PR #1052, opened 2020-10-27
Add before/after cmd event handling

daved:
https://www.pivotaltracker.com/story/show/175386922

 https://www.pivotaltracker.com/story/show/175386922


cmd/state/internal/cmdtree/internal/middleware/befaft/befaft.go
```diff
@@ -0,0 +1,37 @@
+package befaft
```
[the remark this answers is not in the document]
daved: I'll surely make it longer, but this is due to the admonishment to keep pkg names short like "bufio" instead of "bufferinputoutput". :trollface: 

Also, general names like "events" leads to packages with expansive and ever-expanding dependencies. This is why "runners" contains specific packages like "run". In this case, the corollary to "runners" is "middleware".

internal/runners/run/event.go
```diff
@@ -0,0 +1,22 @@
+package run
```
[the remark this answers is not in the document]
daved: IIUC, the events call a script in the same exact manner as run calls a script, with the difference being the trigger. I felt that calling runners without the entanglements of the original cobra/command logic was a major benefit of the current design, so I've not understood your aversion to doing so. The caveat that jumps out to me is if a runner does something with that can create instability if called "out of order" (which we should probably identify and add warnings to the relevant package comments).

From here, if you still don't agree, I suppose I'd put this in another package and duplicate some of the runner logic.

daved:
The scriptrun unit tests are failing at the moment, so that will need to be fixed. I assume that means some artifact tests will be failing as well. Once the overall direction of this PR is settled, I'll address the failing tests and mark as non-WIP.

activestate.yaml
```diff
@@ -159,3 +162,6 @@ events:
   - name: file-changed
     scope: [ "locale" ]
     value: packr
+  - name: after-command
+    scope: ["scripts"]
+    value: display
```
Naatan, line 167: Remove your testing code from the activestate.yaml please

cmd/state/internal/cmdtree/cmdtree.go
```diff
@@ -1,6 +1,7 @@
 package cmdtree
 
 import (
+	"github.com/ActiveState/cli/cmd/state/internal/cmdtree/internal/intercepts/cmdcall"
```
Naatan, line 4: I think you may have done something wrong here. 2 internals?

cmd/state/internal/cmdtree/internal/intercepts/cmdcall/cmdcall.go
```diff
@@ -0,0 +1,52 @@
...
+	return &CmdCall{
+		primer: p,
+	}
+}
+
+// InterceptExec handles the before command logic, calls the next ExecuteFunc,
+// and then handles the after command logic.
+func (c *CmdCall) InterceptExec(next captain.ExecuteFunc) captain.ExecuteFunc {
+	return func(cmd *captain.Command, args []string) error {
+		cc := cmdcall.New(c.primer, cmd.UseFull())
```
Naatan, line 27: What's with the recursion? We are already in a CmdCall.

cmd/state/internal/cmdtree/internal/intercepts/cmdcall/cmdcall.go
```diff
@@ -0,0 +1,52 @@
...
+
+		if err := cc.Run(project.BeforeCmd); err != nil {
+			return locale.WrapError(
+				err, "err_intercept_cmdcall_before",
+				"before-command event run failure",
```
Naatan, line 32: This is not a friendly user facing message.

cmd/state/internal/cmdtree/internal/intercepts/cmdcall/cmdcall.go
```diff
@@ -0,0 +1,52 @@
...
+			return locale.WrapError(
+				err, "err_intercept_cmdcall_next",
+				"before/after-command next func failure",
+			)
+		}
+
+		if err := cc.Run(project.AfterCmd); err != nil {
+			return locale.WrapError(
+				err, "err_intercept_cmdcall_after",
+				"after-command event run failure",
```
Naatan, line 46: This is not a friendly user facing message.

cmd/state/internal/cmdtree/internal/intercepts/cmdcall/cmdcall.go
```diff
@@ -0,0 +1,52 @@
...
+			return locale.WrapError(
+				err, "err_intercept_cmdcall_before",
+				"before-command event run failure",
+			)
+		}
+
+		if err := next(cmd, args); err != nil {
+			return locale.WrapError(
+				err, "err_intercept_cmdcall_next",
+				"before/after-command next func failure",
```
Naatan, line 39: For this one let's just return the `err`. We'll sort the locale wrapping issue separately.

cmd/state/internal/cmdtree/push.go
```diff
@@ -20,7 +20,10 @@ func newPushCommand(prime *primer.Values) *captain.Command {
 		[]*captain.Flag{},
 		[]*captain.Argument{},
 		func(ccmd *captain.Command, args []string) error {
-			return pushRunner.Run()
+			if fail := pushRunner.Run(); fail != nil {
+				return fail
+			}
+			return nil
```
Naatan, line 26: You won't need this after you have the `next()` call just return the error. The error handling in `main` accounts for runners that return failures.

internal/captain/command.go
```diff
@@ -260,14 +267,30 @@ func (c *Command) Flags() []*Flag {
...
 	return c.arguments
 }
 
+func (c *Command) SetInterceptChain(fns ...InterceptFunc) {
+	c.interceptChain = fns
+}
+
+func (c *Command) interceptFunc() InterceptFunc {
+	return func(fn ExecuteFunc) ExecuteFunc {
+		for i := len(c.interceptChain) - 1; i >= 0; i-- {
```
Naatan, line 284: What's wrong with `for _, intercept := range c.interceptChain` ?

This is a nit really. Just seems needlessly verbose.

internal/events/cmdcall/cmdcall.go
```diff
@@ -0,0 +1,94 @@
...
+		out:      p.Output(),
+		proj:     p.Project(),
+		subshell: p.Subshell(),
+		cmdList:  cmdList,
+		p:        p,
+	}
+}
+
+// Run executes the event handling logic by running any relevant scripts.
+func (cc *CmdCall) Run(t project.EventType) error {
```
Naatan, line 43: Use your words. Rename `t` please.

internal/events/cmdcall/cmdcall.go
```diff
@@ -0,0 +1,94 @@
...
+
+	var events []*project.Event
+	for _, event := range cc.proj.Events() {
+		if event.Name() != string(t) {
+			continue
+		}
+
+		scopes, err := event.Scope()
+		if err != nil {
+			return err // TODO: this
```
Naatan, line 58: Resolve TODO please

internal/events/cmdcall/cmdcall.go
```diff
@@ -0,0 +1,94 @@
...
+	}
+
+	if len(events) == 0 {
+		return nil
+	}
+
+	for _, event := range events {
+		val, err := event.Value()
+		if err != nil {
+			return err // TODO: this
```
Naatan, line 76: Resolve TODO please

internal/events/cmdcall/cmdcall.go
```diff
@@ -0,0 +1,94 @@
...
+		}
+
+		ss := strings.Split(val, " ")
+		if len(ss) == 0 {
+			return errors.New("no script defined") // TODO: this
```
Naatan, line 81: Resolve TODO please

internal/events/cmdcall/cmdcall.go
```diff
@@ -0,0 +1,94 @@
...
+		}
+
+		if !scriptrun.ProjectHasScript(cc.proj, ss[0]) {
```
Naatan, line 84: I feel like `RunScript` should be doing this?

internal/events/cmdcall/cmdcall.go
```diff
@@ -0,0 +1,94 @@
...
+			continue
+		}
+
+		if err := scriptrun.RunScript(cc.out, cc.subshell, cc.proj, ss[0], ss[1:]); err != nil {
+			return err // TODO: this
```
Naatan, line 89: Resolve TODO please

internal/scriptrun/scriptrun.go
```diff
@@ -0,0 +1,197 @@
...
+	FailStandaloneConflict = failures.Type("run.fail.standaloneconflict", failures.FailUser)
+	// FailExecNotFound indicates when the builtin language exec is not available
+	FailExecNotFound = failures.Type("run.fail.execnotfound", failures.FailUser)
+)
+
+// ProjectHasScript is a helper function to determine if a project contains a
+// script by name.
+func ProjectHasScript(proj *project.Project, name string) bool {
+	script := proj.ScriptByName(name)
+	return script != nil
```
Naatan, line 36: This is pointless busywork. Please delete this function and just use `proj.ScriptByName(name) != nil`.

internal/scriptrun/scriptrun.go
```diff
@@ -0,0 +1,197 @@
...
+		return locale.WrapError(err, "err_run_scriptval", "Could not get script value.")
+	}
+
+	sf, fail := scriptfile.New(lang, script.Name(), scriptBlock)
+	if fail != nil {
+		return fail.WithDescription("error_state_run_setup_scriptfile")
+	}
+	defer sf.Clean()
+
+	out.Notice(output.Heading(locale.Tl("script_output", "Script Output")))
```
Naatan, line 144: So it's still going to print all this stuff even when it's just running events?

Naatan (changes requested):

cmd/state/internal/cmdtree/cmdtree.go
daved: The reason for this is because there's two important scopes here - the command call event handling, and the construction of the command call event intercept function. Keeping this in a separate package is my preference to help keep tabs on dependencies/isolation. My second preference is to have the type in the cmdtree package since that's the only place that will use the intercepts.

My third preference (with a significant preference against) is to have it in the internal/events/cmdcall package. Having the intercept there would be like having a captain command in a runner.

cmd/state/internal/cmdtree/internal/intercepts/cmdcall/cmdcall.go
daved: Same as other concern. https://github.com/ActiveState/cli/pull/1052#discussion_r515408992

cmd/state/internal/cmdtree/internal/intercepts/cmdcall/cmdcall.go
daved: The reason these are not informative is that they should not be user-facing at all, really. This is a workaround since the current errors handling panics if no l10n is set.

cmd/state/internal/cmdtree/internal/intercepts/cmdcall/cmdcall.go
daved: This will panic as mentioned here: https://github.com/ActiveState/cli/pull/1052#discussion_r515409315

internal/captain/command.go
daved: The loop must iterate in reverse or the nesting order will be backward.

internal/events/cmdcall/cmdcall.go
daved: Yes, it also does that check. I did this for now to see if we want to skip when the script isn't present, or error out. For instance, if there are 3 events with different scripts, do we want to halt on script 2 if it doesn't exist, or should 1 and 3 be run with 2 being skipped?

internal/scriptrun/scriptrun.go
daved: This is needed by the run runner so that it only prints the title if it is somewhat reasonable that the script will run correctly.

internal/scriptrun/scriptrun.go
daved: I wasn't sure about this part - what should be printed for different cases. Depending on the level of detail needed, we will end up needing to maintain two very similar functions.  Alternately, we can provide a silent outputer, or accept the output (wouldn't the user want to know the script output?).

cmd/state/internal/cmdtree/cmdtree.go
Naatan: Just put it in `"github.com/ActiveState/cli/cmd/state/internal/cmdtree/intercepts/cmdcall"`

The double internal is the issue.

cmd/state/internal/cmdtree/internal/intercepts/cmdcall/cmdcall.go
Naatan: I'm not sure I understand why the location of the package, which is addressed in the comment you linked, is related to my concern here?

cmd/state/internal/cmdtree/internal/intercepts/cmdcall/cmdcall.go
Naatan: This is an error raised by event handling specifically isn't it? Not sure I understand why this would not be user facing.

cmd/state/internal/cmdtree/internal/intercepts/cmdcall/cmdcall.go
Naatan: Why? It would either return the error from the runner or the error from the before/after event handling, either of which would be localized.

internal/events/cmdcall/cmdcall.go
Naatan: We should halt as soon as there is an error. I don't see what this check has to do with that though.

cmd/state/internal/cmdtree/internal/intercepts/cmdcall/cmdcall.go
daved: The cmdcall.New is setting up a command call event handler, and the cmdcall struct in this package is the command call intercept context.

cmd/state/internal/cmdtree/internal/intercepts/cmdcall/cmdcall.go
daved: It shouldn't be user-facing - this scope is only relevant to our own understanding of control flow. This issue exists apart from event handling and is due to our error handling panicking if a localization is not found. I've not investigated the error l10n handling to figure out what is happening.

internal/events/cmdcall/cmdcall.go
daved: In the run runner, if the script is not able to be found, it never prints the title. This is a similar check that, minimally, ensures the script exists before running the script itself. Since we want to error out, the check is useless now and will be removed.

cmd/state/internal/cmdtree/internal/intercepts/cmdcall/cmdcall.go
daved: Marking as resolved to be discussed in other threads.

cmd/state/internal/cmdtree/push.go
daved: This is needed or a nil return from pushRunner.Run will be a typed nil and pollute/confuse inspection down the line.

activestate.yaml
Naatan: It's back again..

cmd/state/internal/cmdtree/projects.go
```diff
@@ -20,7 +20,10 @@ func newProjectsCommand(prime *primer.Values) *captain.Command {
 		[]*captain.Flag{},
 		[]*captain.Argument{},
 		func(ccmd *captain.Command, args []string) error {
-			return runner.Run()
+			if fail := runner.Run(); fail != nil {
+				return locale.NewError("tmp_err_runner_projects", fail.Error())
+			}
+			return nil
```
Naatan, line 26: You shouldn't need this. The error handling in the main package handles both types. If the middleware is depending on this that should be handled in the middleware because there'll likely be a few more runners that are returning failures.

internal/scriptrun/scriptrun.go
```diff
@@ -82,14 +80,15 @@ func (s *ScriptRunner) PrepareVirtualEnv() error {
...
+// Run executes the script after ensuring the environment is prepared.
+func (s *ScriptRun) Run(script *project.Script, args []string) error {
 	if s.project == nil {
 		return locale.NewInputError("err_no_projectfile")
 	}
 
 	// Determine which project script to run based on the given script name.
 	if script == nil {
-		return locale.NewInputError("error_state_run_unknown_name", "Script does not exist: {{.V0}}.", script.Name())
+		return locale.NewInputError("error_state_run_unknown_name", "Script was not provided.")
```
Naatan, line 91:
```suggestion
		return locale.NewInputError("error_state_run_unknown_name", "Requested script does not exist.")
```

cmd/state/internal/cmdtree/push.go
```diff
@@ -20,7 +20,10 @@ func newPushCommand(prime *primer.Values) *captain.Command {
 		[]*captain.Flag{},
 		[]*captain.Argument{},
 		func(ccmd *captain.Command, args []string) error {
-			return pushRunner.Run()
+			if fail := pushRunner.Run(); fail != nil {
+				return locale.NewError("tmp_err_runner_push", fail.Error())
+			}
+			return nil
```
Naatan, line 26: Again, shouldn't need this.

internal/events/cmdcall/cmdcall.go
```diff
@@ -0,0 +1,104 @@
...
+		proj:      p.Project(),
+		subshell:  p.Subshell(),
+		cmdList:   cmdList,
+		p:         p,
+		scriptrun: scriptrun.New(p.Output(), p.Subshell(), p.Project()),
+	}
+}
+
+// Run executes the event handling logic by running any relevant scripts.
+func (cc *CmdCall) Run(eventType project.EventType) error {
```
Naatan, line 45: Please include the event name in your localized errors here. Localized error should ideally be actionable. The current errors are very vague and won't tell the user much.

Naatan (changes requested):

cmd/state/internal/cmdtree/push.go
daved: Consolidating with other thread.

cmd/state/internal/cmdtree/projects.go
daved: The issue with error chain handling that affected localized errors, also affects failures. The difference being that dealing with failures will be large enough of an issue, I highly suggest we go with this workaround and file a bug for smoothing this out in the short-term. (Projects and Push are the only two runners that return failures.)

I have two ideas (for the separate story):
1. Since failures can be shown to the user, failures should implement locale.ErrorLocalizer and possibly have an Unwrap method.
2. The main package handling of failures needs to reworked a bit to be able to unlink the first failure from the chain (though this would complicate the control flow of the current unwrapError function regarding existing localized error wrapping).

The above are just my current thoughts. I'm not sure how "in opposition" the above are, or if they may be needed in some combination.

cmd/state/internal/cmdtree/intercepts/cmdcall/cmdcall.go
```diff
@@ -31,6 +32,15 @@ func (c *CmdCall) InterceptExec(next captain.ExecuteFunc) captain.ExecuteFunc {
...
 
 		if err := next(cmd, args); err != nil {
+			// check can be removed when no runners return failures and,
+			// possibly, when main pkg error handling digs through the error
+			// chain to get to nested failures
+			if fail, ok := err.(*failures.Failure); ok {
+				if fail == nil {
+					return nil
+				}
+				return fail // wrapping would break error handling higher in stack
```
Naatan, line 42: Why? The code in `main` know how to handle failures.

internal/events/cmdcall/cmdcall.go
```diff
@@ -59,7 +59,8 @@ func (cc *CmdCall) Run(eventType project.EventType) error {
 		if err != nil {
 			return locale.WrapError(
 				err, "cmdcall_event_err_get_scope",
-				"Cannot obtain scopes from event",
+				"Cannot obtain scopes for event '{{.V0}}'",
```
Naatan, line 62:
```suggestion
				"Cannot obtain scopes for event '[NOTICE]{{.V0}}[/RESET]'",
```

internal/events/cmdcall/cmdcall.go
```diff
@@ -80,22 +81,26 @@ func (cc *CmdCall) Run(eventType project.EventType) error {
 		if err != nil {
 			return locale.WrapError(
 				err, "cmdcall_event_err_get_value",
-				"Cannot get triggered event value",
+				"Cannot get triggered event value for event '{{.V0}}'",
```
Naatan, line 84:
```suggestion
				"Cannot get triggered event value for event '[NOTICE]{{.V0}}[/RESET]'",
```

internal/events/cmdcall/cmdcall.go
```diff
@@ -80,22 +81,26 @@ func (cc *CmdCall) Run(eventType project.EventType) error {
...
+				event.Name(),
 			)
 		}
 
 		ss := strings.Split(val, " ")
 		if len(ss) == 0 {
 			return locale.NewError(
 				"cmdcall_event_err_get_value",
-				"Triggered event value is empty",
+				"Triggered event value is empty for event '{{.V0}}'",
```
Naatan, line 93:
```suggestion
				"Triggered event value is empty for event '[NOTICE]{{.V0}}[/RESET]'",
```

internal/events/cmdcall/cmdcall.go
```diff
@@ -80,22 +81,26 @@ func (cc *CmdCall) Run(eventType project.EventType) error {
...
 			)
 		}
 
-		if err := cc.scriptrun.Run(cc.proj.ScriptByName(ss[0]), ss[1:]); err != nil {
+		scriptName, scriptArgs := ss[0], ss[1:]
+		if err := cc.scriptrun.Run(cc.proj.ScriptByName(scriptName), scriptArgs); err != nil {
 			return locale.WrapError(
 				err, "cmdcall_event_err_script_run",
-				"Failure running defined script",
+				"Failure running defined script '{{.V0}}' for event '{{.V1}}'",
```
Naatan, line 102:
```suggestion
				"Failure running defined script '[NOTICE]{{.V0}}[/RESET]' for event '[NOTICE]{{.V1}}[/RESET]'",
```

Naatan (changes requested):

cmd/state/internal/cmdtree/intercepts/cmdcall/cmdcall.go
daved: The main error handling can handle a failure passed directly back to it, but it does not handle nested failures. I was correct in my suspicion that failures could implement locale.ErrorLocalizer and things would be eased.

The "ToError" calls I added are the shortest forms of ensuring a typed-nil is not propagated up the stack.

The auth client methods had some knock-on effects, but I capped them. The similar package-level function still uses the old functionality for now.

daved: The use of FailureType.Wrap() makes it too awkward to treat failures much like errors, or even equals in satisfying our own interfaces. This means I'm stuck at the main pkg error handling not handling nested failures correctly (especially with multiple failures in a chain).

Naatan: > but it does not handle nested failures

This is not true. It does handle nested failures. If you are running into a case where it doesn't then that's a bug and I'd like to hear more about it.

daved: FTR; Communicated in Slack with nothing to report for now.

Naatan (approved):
--
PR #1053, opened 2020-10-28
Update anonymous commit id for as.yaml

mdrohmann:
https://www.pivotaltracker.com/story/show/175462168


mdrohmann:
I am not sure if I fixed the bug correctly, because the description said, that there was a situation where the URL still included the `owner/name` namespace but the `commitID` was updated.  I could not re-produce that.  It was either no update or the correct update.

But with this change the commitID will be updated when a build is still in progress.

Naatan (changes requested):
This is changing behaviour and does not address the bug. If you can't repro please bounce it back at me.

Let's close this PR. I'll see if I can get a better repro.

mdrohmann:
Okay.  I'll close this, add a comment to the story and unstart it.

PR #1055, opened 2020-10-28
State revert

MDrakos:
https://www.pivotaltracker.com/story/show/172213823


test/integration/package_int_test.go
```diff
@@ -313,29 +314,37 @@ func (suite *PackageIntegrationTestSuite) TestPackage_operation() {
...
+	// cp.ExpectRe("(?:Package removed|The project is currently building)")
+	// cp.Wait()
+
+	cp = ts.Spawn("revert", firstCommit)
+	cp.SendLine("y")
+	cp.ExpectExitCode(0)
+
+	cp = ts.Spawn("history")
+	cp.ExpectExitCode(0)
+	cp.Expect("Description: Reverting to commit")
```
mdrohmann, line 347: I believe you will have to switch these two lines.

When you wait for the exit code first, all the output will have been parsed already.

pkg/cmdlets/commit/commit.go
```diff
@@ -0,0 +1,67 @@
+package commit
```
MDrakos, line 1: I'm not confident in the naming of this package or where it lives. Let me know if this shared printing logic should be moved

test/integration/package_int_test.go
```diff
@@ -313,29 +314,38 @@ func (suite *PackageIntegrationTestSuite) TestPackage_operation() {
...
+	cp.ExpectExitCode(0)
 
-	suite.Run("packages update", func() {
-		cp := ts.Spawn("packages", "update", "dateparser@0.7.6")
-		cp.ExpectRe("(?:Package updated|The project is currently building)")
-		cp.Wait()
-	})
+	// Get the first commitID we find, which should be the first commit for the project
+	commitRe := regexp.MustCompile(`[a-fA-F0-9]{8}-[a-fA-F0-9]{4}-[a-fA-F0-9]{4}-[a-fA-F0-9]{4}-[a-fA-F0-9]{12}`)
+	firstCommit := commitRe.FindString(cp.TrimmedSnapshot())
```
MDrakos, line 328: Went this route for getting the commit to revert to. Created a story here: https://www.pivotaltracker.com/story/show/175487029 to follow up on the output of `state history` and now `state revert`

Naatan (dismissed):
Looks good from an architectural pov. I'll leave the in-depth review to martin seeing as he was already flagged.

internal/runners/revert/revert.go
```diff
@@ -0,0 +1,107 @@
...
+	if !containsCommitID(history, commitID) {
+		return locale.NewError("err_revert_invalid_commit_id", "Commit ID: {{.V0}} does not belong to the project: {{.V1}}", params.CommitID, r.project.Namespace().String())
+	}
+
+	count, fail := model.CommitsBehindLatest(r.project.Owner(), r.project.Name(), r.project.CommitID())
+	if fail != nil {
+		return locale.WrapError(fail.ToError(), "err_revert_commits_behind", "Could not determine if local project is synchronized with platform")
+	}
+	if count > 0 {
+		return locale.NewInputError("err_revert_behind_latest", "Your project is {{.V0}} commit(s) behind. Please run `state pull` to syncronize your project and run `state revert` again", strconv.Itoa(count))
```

- Task
Search the entries for the string "InterceptFunc" and collect each line that has it.

- Exercise solution
+func (c *Command) SetInterceptChain(fns ...InterceptFunc) {
+func (c *Command) interceptFunc() InterceptFunc {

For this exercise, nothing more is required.